> Data extract:
▬▬▬▬▬▬▬▬▬▬
PR #38658, opened 2026-07-29
Update cross-build task references to operate on task nodes

jvandort:
https://github.com/gradle/gradle/pull/38656 guarantees all cross-build task graph references hold on to a reference to the target `TaskNode`. Now `TaskInAnotherBuild` can operate directly on this `TaskNode` instead of the `IncludedBuildTaskResource` facade.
▬▬▬▬▬▬▬▬▬▬
Which of the lines in the data contain the string "references"? Return each one.

> Result of this task:
Update cross-build task references to operate on task nodes
https://github.com/gradle/gradle/pull/38656 guarantees all cross-build task graph references hold on to a reference to the target `TaskNode`. Now `TaskInAnotherBuild` can operate directly on this `TaskNode` instead of the `IncludedBuildTaskResource` facade.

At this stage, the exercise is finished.